И в дзэн–буддизме, и в хасидизме центральное место занимают отношения между учителем и учеником. Поскольку не существует, безусловно, другого народа, у которого физическая связь поколений достигла бы такого значения, как в Китае и Израиле, постольку я не знаю другого религиозного движения, которое в такой степени, как дзэн–буддизм и хасидизм, связало бы свои представления о духе с идеей духовного продолжения рода. Обоими движениями человеческая истина не ценится, как это ни парадоксально, в форме владения, а только в форме движения: не как огонь, пылающий в очаге, а скорее, говоря языком нашего времени, как электрическая искра, вспыхивающая от соприкосновения потоков. В том и другом случае самым значительным в содержании легенды являются взаимоотношения учителя и ученика. Это почти единственный предмет дзэнских рассказов, тогда как в хасидизме, который не представляется братством изолированных индивидуумов, большое место занимает община. Разумеется, она также состоит в известной мере из потенциальных учеников, из случайных учеников, из людей, которые спрашивают, ищут объяснения, слушают и время от времени узнают то, что не предполагали узнать.
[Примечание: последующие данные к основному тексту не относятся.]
PR #135, opened 2018-07-05
dcp: add a barrier between copying data and setting metadata

KnightKu:
Add a barrier between copying data and setting metadata, to make sure the
content update is synced before we start to set metadata, to avoid some metadata
mismatch problem, e.g. wrong modify timestamp.


adammoody:
Good idea.  Thanks @KnightKu .

PR #138, opened 2018-07-10
mfu: move link's attributes set into mfu_copy_set_metadata

KnightKu:
Move link's ownership, permissions, and timestamps setting later into
mfu_copy_set_metadata, and now the link's timestamp will be synced up
if option preserve enabled, the same as we do to files.


dsikich:
@KnightKu Where did you move the code to? I don't see it added anywhere in this PR?

dsikich:
@KnightKu Ok, I see. Looks good.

Тем не менее в этой точке пути наиболее разительно расходятся. Мне снова хочется процитировать типичный для обоих движений рассказ.
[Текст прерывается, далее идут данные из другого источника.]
PR #140, opened 2018-08-01
Dsync improve

KnightKu:
Here we add two new options to dsync:
-n/--dry-run, used to support dry-run mode, similar to dcmp if enabled. It should be helpful to users, who want to estimate the workload before doing the real syncing job.
 -N/--no-delete, used to support keeping extraneous files from destination dirs. Because at default, we remove  extraneous files/dirs from destination dirs, so here we can use this option to avoid to remove these extraneous files.

### DIFF
--- a/src/dsync/dsync.c
+++ b/src/dsync/dsync.c
@@ -50,6 +50,7 @@ static void print_usage(void)
     printf("  -o, --output field0=state0@field1=state1,field2=state2:file "
            "- write list to file\n");
     printf("  -n, --dry-run dry-run, just show the diff, don't do real sync\n");
+    printf("  -N, --no-delete  don't delete extraneous files from destination dirs\n");
     printf("  -d, --debug enable debug mode\n");
     printf("  -v, --verbose\n");
     printf("  -h, --help  - print usage\n");
@@ -155,6 +156,7 @@ struct dsync_options {
     int dry_run;                   /* dry run */
     int verbose;
     int debug;                     /* check result after get result */
+    int delete;                    /* delete extraneous files from destination dirs */
     int need_compare[DCMPF_MAX];   /* fields that need to be compared  */
 };
 
@@ -163,6 +165,7 @@ struct dsync_options options = {
     .dry_run      = 0,
     .verbose      = 0,
     .debug        = 0,
+    .delete       = 1,
     .need_compare = {0,}
 };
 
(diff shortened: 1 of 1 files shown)


src/dsync/dsync.c
```diff
@@ -1173,9 +1188,14 @@ static void dsync_strmap_compare(mfu_flist src_list,
     mfu_flist dst_remove_list = MFU_FLIST_NULL; 
     mfu_flist src_cp_list     = MFU_FLIST_NULL; 
 
-    /* create dst remove list if sync option is on */
-    dst_remove_list = mfu_flist_subset(dst_list);
-    src_cp_list = mfu_flist_subset(src_list);
+    if (mfu_copy_opts->do_sync) {
+        /* create dst remove list if sync option is on */
+        if (options.delete) {
+            dst_remove_list = mfu_flist_subset(dst_list);
```
dsikich: @KnightKu It looks like the dst_remove_list is only being created in the delete option case now? If so, I would think the dst_remove_list also needs to be created when a regular sync is done.

KnightKu: Hi @dsikich, I don't think we need dst_remove_list if delete option is disabled. You know we are using compare expression, so we can get the "extraneous files in dest" via EXIST=ONLY_DEST now, and dst_remove_list here is only used to remove the extraneous files if delete option enabled.

KnightKu:
Hi @dsikich, could you please review this series furtherly? thanks.

dsikich:
@KnightKu I'm not sure this is the most intuitive interface for dsync. It makes more sense to me to have the default remove files only in the destination directory for a sync. And have an option that doesn't remove files only in the destination if that is the desired functionality. What is your motivation for doing it this way?

KnightKu:
Hi @dsikich, makes sense, let me rework it soon, thanks!

KnightKu:
Hi @dsikich , please help to review it again, thanks!

dsikich:
@KnightKu It isn't clear to me why there is so much checking added for the do_sync option? Since this is the dsync tool do_sync should always be set to true by default.

KnightKu:
Hi @dsikich , sorry, here just make use of do_sync for dry-run check, so that we don't need to add additional variable for dry-run.

dsikich:
@KnightKu Oh ok. Makes sense.

dsikich:
@KnightKu But I think it would be good to add another variable for the dry run check instead. It makes the checks more clear.

KnightKu:
Hi @dsikich , OK, you're right, let's keep "one variable only for one thing", will rework it soon, thanks.

KnightKu:
Hi @dsikich , reworked it, please review it again, thanks.

adammoody:
@KnightKu, for the --no-delete, what are you thinking for files that already exist, but have the wrong type or the wrong content?  Do you anticipate users wanting to replace those?

I think the code is not quite right either way, but we need to decide in order to fix it.

adammoody:
Got a PR to fix that here:
https://github.com/hpc/mpifileutils/pull/155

К одному из дзэнских учителей Х века пришел молодой человек из далекой страны. Учитель закрыл перед ним дверь. Тот постучал и его спросили, кто он такой и каковы его намерения. «Я способен, – сказал он, – понять основу своего существования, и я хочу получить наставления». Учитель открыл дверь, посмотрел с удивлением на пришедшего и снова закрыл ее перед ним. Некоторое время спустя юноша вернулся и все повторилось. В третий раз, когда приезжий протиснулся внутрь, учитель схватил его за шиворот и крикнул: «Говори!» Так как тот колебался с ответом, он набросился на него: «Ты бестолочь!» – и стал выталкивать его наружу. Закрывающаяся дверь ударила ученика по ноге и сломала ее. Он громко вскрикнул, и в этот же момент испытал внутреннее озарение. Позднее он основал свою собственную школу.
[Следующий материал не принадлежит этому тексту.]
PR #142, opened 2018-08-03
Set errno = 0 before calling readdir()

morrone:
Technically speaking when calling readdir() "If  the  end  of  the
directory stream is reached, NULL is returned and errno is not changed."
Therefore if we want to test errno, we need to properly initialize it to zero
before calling readdir().


adammoody:
Thanks, @morrone

adammoody:
And thank you @dinatale2 for the reviews!

PR #155, opened 2018-08-23
Dsyncfix

adammoody:
- lines to actually compare files when sizes equal were commented out
- need to delete items from destination in case where they must be overwritten (e.g., new types).


adammoody:
I also notice that dsync doesn't currently update permissions or timestamps if the type/size/content is the same, but just the metadata has changed from source to destination.  We probably need a new list to track files that need a metadata refresh.

PR #161, opened 2018-08-27
dsync: add the missing *contents* to long options array

KnightKu:
add the missing *contents* to long options array


adammoody:
Thanks!

PR #171, opened 2018-08-29
fix bugs turned up on sierra testing

adammoody:
- fix bug surfaced on sierra with reading cache files
- improve error messages
- fix so dsync will create target directory if it doesn't exist


adammoody:
@dsikich , can you think whether these fixes (especially the one for dsync) will trip up anything, or do we need more like them?

adammoody:
the second fix here is so that someone can do "dsync src dest", where the dest directory does not exist yet, it should now be created

dsikich:
@adammoody I can't think of anything that would trip up. I know dcp already creates the dest dir if it doesn't already exist. I don't think any other tool will need that though?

В хасидизме мы также слышим о «суровом» методе, а именно по отношению к грешнику, который должен вернуться к Богу. Но здесь он совершенно не свойствен учителю по отношннию к ученику, задающему вопросы. Здесь характерен следующий случай. Один из учеников равви Бунама, равви Энох, рассказывал, как он в течение целого года стремился попасть в дом своего учителя и поговорить с ним. Однако каждый раз, когда он приближался к этому дому, мужество оставляло его. Однажды он бродил по полям и плакал, и им завладело настолько сильное желание пойти к учителю, что он сразу же побежал к нему. Тот спросил его: «Почему ты плачешь?» Энох ответил: «Разве я не человеческое существо, живущее в этом мире, и разве я не наделен глазами, сердцем и всеми членами своего тела, однако я не знаю, с какой целью я создан и какая от меня польза миру?» – «Маленький глупец, – сказал равви Бунам, – я мучаюсь точно так же. Приходи этим вечером поужинать со мной».